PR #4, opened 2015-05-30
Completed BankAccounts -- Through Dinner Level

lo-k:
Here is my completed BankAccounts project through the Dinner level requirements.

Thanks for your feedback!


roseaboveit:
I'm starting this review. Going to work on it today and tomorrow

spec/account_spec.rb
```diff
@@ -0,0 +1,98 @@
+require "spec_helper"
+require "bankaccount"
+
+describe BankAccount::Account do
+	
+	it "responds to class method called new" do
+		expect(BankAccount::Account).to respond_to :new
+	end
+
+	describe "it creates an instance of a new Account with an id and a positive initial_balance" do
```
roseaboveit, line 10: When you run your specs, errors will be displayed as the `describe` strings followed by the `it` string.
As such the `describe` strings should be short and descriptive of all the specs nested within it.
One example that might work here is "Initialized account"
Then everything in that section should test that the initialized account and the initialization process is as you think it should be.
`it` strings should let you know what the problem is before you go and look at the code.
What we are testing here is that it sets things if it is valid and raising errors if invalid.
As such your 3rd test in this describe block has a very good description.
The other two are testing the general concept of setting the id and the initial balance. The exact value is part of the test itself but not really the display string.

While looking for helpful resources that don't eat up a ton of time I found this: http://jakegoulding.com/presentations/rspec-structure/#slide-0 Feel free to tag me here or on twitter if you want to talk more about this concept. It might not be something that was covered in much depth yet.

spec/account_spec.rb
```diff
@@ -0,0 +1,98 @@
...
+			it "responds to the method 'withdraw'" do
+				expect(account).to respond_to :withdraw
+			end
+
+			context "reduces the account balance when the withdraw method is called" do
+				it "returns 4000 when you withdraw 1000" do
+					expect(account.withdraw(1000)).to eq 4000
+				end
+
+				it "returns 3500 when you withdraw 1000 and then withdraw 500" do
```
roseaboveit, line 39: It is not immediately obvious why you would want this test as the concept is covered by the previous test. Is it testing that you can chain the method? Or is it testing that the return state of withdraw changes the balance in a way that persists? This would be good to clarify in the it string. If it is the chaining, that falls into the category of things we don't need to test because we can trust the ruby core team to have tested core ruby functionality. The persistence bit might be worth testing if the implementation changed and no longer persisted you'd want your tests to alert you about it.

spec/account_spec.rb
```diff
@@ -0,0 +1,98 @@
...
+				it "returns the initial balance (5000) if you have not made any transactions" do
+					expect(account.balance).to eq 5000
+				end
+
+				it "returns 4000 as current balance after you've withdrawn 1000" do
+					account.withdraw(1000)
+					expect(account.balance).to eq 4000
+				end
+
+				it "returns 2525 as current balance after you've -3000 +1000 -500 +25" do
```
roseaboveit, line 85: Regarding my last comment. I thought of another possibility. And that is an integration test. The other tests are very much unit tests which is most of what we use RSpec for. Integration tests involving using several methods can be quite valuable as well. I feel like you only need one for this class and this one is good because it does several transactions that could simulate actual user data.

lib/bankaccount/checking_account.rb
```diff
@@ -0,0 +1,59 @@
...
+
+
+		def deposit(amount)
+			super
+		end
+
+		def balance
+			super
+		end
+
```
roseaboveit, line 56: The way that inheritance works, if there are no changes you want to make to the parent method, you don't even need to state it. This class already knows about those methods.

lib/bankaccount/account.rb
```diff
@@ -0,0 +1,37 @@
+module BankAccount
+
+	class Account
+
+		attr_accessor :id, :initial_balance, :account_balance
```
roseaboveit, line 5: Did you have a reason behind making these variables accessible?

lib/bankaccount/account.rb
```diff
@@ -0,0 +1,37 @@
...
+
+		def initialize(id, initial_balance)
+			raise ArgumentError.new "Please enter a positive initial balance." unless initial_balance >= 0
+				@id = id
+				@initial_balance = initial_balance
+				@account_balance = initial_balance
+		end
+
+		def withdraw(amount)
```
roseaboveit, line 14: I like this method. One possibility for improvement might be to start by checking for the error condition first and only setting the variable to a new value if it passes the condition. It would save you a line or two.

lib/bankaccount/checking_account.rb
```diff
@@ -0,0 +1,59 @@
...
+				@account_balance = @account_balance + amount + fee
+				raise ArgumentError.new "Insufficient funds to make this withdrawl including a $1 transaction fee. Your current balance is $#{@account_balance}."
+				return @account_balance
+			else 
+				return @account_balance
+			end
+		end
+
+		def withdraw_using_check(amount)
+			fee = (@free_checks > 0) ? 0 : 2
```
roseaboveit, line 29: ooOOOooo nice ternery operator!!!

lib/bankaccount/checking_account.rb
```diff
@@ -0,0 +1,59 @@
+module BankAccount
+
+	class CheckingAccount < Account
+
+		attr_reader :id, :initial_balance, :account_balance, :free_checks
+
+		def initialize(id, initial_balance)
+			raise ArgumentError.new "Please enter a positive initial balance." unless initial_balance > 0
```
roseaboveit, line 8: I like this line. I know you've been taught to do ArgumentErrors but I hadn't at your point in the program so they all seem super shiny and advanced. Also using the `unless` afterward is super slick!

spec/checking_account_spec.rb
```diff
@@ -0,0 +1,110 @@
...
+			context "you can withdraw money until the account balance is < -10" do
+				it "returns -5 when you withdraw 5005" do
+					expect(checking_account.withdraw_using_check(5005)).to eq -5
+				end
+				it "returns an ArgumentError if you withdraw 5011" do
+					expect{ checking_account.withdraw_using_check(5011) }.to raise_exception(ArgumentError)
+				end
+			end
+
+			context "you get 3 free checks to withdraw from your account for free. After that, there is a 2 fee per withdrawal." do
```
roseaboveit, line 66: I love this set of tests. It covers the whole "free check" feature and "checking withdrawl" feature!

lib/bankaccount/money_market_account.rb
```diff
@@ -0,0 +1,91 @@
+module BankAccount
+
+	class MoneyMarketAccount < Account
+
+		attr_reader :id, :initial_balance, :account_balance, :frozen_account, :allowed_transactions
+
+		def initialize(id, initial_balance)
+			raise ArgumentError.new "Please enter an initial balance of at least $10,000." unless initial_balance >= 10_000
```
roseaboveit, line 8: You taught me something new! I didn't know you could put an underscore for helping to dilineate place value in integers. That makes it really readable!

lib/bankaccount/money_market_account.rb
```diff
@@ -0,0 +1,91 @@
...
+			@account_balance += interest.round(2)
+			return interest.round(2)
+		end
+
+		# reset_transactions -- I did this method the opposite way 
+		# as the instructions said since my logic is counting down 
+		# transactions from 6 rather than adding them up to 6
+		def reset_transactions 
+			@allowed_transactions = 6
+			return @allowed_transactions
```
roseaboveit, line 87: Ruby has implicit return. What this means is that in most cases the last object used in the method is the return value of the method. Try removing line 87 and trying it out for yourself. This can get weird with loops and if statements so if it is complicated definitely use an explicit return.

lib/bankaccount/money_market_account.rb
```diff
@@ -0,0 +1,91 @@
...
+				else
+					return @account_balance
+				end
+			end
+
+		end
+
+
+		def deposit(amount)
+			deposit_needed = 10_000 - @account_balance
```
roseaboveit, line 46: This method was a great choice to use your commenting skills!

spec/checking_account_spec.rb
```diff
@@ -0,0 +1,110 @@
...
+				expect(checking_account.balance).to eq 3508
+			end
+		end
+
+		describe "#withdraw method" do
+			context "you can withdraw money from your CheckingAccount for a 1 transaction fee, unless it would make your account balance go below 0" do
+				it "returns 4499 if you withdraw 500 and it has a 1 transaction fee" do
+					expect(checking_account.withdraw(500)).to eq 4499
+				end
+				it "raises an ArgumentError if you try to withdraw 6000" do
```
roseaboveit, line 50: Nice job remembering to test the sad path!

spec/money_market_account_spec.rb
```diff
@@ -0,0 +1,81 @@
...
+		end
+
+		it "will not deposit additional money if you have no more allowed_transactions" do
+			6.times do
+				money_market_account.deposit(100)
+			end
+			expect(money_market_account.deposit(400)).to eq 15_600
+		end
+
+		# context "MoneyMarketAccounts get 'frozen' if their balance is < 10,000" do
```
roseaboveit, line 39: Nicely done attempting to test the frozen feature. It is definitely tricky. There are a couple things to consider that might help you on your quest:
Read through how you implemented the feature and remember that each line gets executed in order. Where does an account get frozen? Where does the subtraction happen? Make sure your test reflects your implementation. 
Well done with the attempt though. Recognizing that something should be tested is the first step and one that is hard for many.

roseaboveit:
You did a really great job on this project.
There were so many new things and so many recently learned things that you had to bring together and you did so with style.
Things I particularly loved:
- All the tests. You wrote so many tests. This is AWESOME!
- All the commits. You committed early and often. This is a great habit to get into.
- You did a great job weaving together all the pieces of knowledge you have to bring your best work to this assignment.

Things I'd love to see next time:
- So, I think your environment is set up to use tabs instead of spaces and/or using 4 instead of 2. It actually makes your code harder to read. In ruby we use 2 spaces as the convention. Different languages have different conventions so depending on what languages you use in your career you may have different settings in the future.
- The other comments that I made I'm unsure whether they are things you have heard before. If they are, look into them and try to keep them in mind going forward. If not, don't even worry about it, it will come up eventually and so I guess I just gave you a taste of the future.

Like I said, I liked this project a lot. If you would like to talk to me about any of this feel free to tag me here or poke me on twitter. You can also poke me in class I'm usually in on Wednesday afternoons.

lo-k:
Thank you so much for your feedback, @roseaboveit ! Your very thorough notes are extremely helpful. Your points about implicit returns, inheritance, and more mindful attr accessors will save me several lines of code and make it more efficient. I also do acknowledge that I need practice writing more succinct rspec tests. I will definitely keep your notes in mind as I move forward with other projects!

==

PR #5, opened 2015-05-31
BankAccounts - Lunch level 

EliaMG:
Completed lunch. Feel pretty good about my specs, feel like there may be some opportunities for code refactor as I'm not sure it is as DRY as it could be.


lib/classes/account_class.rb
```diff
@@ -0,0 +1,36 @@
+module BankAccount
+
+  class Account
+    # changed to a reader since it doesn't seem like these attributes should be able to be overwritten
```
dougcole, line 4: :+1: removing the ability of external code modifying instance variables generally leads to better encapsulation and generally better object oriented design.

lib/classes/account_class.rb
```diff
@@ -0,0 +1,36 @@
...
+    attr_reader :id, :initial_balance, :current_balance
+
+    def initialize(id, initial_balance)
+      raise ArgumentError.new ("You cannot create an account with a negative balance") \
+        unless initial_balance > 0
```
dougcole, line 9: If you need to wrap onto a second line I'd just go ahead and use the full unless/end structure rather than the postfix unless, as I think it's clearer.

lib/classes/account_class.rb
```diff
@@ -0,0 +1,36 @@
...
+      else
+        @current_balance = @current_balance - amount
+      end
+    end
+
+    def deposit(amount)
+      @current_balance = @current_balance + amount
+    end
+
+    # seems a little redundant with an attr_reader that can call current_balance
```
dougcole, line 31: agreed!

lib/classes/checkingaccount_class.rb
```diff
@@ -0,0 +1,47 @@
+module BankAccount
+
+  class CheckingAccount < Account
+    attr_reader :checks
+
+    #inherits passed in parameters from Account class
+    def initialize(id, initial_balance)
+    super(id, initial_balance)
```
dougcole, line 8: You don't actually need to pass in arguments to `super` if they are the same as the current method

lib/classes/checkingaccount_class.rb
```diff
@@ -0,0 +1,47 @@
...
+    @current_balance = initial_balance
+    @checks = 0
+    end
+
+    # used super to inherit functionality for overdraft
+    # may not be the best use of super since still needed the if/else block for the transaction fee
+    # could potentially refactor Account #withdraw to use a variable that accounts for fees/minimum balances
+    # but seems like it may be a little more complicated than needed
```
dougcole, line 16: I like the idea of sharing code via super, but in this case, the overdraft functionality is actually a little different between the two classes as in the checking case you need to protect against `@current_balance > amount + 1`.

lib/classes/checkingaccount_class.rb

==

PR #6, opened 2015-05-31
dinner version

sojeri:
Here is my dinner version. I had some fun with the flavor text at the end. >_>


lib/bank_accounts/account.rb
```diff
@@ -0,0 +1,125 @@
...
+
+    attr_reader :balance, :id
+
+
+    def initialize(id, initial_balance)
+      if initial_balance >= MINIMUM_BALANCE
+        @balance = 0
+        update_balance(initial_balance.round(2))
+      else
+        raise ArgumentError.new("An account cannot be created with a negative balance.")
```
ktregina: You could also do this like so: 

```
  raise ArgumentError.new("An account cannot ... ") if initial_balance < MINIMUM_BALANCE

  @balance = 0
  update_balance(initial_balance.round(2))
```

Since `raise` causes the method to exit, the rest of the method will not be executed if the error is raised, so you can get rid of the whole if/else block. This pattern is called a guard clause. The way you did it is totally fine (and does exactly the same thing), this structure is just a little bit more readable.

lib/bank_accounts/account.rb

Activity
Some lines above hold the word "super". Copy all of them.

Problem solution
+			super
+			super
roseaboveit, line 8: I like this line. I know you've been taught to do ArgumentErrors but I hadn't at your point in the program so they all seem super shiny and advanced. Also using the `unless` afterward is super slick!
+    super(id, initial_balance)
dougcole, line 8: You don't actually need to pass in arguments to `super` if they are the same as the current method
+    # used super to inherit functionality for overdraft
+    # may not be the best use of super since still needed the if/else block for the transaction fee
dougcole, line 16: I like the idea of sharing code via super, but in this case, the overdraft functionality is actually a little different between the two classes as in the checking case you need to protect against `@current_balance > amount + 1`.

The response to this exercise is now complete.